An independent workflow post from Ignacio Amat Urbina describes a similar split. It frames Claude Design as stronger on visual hierarchy, reusable components, and breakpoint behavior, while Stitch acts as the integration layer in a broader design-to-code flow.
Intent before polish
Two of the strongest HN comments came from people who were not arguing that AI replaces design work. They were describing a faster way to get intent on the screen.
Claude Design
Claude Design is relevant as an AI-assisted visual creation tool for prototypes, slides, and one-pagers. Commenters focus on faster iteration, clearer client communication, and using the tool to express intent before a designer or creator polishes the result.
In the florakel comment, a PM called Claude Design "the missing piece" next to Claude Code because it let them explore UI options, move buttons around, and export a design system instead of writing long specs first. In the Growtika comment, an agency described the payoff as communication speed, with mockups replacing long reference hunts and feedback calls.
Those comments land on the same pattern: prototype-first tools are becoming negotiation surfaces. The artifact is useful before it is finished.
Codebase-aware handoff
Anthropic says Claude Design can build a team's design system from its existing files and codebase, then pass work into Claude Code via the official launch post. That is the product detail that kept surfacing outside the announcement too.
Introducing Claude Design by Anthropic Labs
Anthropic has launched Claude Design, a new tool within the Anthropic Labs suite designed for creating visual assets such as prototypes, slides, and one-pagers. Powered by the Claude Opus 4.7 vision model, the tool allows users to generate initial versions through descriptions and refine them via direct edits, comments, and conversation. It includes features for building custom design systems based on a team's existing codebase and files, organization-wide collaboration, and integration with Claude Code for development handoff. The research preview is currently available to Claude Pro, Max, Team, and Enterprise subscribers.

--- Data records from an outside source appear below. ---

PR #1777, opened 2022-06-16
Replaced codepen in Accessibility -> Placeholder with playground link

### LINKED ISSUE #1532: Example in Guide/Best Practices/Accessibility#Placeholder is missing
I just read the new guide and I think the example in the [Placeholder](https://vuejs.org/guide/best-practices/accessibility.html#placeholder) section of the accessibility page is missing. The text says:
`Looking at the following example, you can see that the Last Name placeholder which meets the color contrast criteria looks like pre-populated data:`, but there is nothing to be seen.

NataliaTepluhina:
## Description of Problem

Currently, Accessibility guide is missing code examples. This PR fixes the issue for the placeholder example

## Additional Information

I'll create a follow-up PR to replace all codepens with playground links

Close #1532


skirtles-code (commented):
I'm wondering whether we actually need to show the code for this example directly in the docs? Isn't the point of the example just to show that black placeholder text looks like pre-populated data?

NataliaTepluhina:
@skirtles-code do you recommend removing the code and the snippet and leaving only a screenshot?

Issue #233, opened 2020-07-18
Enforce styling across the repo


bencodezen:
I'm noticing that we are having some different auto-formatting styles in some of the PRs. I'm thinking we should have an opinionated styling formatting for contributors going forward so we don't have large style changes going forward.

## Proposal

This might be two pronged:

- Include an opinionated `.prettierrc` file so people's autoformat follows the team's standard consistently
- Add a pre-commit hook for linting and standardizing styles

What do you think @NataliaTepluhina @phanan @sdras?

NataliaTepluhina:
@bencodezen up for both options 👍🏻

phanan:
I'd vote for a pre-commit hook. Husky and lint-stage work pretty well for me.

sdras:
Agree with @phanan :)

schalkneethling:
Is this still on the to-do list? If so, is someone working on this or can the community contribute this? Thanks.

PR #1778, opened 2022-06-16
chore: enforce styling across the repo

xfq:
## Description of Problem

There are some different auto-formatting styles in some PRs.

## Proposed Solution

Add a pre-commit hook.

## Additional Information

See https://github.com/vuejs/docs/issues/233

### DIFF
--- a/.husky/pre-commit
+++ b/.husky/pre-commit
@@ -1,0 +1,4 @@
+#!/usr/bin/env sh
+. "$(dirname -- "$0")/_/husky.sh"
+
+npx lint-staged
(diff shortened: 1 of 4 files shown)


skirtles-code:
We've experimented with using automatic formatting before, but it's always proven to be problematic. The examples in the docs sometimes need the flexibility to deviate from strict formatting rules to allow for more effective communication.

I just tried running Prettier over the existing files and it does find some inconsistencies that need to be fixed. But it also changes things that really shouldn't be changed. While there are some weaker styling rules that could theoretically be applied, I don't think we'd be able to achieve that using Prettier.

I'm going to leave this open for now, as we need to fix some of the actual mistakes that Prettier finds.

yyx990803:
For the reason explained - some examples are easier to understand when hand-formatted.

PR #1782, opened 2022-06-17
fix(async-components): add example of how use it

DaniAcu:
## Description of Problem

The official docs don't provide a quick look of how use async components in the template.

## Proposed Solution

I just add a simple code example for that.

## Additional Information

For any devs, it's better be explicit with the code examples instead of just explaining in the text, because they could find what they need in the docs quickly.

### DIFF
--- a/src/guide/components/async.md
+++ b/src/guide/components/async.md
@@ -49,6 +49,11 @@ export default {
 
 </div>
 
+```vue-html{2}
+<AsyncComponent :prop="value"/>
+```
+
+
 ## Loading and Error States
 
 Asynchronous operations inevitably involve loading and error states - `defineAsyncComponent()` supports handling these states via advanced options:


NataliaTepluhina:
@DaniAcu thank you for your contribution! Maybe it would be better to move the example of component usage to line 17, right after the first JS snippet?

skirtles-code:
I'm wondering whether the example from line 37 to 48 could be converted to a full SFC, including the template? It's already most of the way there, so only a small change is required to make it a complete component. Without that extra context I'm not sure whether writing `<AsyncComponent />` would actually help to clarify anything.

The earlier examples could be interpreted as vanilla `.js` files, or as the `<script setup>` section of an SFC. I think they're intentionally written that way, but it does make it more difficult to include the template in those examples.

DaniAcu:
@skirtles-code @NataliaTepluhina Thanks for answer. It's helpful to anyone that need a quick view of the docs, to have a wrote example. If you read everything is completely understandable, but it's not exposing this information in a quick way to check it.

We also have Suspense, so maybe it's confused about if we need to use it in template or not. A example is just a way to be more explicit about.

I will move it as Natalia recommend btw 😊

DaniAcu:
Oh you already do it better in the other PR! I think it's perfect, i will close this

Thanks 😊

PR #1784, opened 2022-06-18
Fix minor language typos/improve language

peterhauke:
I removed a hyphen from "Server-Side Rendering" and hyphens from "Static Site Generation" to be consistent with other vuejs.org pages


NataliaTepluhina (approved):
@peterhauke thank you! These all are nice improvements 👍🏻

PR #1786, opened 2022-06-20
Remove hyphen from Single-File Component

peterhauke:
For an explanation and justification, see: https://github.com/vuejs/docs/pull/1785


skirtles-code:
I think we should change it the other way.

Prior to #1785 there were only about 5 uses without a hyphen and over 30 with a hyphen.

I also think that hyphenating is more consistent with the usual rules for English hyphenation.

PR #1787, opened 2022-06-20
Fix minor language typo/improve language

peterhauke:
Remove hyphen from Single-File Component, for an explanation and justification, see: #1785

There is almost no difference between "in order to" and "to". "in order" can be removed almost always without changing the meaning.

"in full details" should be "in full detail"


peterhauke:
Removing the hyphen from Single-File Component is no longer correct, see: #1788, so this PR is no longer necessary.

PR #132, opened 2023-11-27
Export CasePathsMacros

ImSingee:


mbrandonw:
Hi @ImSingee, can you explain a bit why you need access to the `CasePathMacros` module? Are you building a tool that uses the various macro conformances somehow? And if so, can you share more details?

We would be happy to publicize this module if it's useful. We just aren't aware of any actual uses for it.

ImSingee:
@mbrandonw Ah I just think it's necessary.

I can't use `@CasePathable` macros... It always show an error `External macro implementation type 'CasePathsMacros.CasePathableMacro' could not be found for macro 'CasePathable()'`

mbrandonw:
That should work fine. There's no need to publicize the macros module. Can you share a minimal reproducing project that demonstrates the behavior you are seeing?

ImSingee:
@mbrandonw So strange😂 I just remove my xcuserdata and then it works.

Sorry for wasting your time...

PR #133, opened 2023-12-05
Support enums with cases wrapped in #if

AndrewVebster:
## Summary

This PR updates the macro code to allow it to generate case paths for cases which are conditionally compiled. For example:
```
@CasePathable enum Foo {
  case bar
  #if DEBUG
  case debugCase
  #endif
}
```

_Currently released implementation would generate the case path only for `bar`._

## Why

I'm working on a project where we use TCA. Because we share the code between iOS and macOS we have a few places where one platform has some additional actions (features) and they are wrapped with `#if os`.

What do you think? Would it be useful? Appreciate any feedback 🙂

### DIFF
--- a/Sources/CasePathsMacros/CasePathableMacro.swift
+++ b/Sources/CasePathsMacros/CasePathableMacro.swift
@@ -87,13 +87,53 @@ extension CasePathableMacro: MemberMacro {
       seenCaseNames.insert(name)
     }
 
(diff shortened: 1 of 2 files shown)


stephencelis (approved):
Awesome addition! Thanks for taking the time to dive into the problem and write some great tests :smile:

AndrewVebster:
Happy to contribute 😉 🙌

PR #134, opened 2023-12-13
Support matching on partial key paths using `is`

lukeredpath:
Updated the signature to be a `PartialCaseKeyPath` which is all that is required for this function to work.

Makes it possible to write algorithms that operate on a collection of case key paths for a given type, for example:

```swift
extension CasePathable {
  func isOneOf<CaseKeyPaths: Sequence>(_ keyPaths: CaseKeyPaths) -> Bool where CaseKeyPaths.Element == PartialCaseKeyPath<Self> {
    keyPaths.contains(where: { self.is($0) })
  }
}
```


mbrandonw (approved):
Awesome, thanks!

PR #140, opened 2024-01-04
Simplify optional flattening

stephencelis:
Turns out we only need the `Case` overload.

Also documenting a few paths while I go.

Mejba Ahmed's review argues that this codebase-aware design-system step is what separates Claude Design from prompt-only UI generators. In the stopachka comment, the InstantDB founder went a step further and claimed a short prompt could give Claude Design a backend by fetching an AGENTS.md URL and generating a project with injected credentials.
If that handoff holds up beyond early tests, Claude Design is less a single-purpose mockup app and more a front-end for design, intent capture, and implementation packaging.